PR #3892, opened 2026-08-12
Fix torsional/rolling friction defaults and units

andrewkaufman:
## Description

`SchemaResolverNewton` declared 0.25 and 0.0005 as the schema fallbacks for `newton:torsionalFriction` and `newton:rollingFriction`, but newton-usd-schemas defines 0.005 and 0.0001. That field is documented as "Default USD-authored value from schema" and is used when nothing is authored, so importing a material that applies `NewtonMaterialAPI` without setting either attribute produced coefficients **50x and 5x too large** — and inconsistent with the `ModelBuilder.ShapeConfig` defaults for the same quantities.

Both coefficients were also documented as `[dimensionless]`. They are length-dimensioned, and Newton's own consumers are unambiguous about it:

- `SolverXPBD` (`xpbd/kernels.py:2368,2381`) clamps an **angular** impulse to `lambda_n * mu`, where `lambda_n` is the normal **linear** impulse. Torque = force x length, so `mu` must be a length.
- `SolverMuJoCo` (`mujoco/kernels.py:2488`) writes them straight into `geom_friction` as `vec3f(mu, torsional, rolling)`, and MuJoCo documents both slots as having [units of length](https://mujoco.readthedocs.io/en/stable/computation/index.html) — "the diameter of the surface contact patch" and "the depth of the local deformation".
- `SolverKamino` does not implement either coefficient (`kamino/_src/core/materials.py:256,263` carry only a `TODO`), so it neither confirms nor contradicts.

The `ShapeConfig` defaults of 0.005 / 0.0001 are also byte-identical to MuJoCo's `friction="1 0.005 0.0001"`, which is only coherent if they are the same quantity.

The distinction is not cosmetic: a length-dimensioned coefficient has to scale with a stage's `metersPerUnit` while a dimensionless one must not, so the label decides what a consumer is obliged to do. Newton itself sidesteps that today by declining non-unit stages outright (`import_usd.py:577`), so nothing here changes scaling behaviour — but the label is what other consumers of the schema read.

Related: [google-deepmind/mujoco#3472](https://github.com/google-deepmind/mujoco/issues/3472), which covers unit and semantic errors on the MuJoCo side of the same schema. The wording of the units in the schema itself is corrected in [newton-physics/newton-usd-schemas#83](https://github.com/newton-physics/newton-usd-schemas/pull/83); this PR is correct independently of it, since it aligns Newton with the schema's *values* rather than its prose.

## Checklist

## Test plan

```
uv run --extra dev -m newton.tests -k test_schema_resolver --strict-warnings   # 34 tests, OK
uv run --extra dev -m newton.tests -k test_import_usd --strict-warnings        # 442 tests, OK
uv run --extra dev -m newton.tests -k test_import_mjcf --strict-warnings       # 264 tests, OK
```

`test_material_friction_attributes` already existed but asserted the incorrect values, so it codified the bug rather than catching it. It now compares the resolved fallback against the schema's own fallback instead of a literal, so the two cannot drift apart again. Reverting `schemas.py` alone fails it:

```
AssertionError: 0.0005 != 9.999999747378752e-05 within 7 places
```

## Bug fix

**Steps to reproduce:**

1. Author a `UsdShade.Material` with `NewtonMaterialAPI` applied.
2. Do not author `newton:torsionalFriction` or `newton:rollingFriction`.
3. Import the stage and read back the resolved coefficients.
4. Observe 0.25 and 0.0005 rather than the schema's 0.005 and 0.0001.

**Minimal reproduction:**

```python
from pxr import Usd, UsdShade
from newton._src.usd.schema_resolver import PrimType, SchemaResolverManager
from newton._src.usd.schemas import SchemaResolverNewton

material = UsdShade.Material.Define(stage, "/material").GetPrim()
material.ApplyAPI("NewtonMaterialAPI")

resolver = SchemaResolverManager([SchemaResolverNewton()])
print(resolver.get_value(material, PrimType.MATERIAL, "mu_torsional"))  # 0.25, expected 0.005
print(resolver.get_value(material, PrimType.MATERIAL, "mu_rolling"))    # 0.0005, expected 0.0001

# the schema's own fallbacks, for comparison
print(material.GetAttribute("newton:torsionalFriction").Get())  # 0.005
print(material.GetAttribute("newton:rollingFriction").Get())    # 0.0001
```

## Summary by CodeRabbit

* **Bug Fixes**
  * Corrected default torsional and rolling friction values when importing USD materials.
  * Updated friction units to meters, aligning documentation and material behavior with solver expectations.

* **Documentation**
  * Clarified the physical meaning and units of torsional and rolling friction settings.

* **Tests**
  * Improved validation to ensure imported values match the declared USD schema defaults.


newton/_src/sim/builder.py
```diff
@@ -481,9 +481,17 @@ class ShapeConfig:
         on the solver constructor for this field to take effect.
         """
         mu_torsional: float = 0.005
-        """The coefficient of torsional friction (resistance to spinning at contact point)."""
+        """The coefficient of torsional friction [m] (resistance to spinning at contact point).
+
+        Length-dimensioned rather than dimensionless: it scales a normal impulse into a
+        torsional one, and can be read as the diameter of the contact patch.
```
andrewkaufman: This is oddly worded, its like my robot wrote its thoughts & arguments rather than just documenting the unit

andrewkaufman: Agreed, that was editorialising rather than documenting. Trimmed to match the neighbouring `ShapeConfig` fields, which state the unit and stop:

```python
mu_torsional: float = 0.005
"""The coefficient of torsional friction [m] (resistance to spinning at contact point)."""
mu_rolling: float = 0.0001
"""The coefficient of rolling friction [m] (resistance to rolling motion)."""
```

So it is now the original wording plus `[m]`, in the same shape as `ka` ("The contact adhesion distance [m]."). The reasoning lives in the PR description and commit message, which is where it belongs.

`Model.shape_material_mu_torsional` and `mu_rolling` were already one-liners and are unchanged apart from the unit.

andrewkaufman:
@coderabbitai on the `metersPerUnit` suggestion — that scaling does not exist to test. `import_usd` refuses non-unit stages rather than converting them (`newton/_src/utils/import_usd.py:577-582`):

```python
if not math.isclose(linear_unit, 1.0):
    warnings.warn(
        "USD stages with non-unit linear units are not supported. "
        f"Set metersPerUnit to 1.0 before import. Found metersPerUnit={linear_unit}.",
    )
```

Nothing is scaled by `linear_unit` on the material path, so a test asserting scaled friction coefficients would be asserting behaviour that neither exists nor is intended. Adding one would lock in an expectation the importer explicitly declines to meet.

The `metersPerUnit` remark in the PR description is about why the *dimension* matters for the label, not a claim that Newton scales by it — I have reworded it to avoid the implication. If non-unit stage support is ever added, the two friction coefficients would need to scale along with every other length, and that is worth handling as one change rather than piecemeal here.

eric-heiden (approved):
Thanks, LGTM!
-=-=-=-=-
**Exercise requirements**
What do the lines of the material read, from the first through the line with "## Description"? Transcribe them exactly and stop there.

**Solution below**
PR #3892, opened 2026-08-12
Fix torsional/rolling friction defaults and units

andrewkaufman:
## Description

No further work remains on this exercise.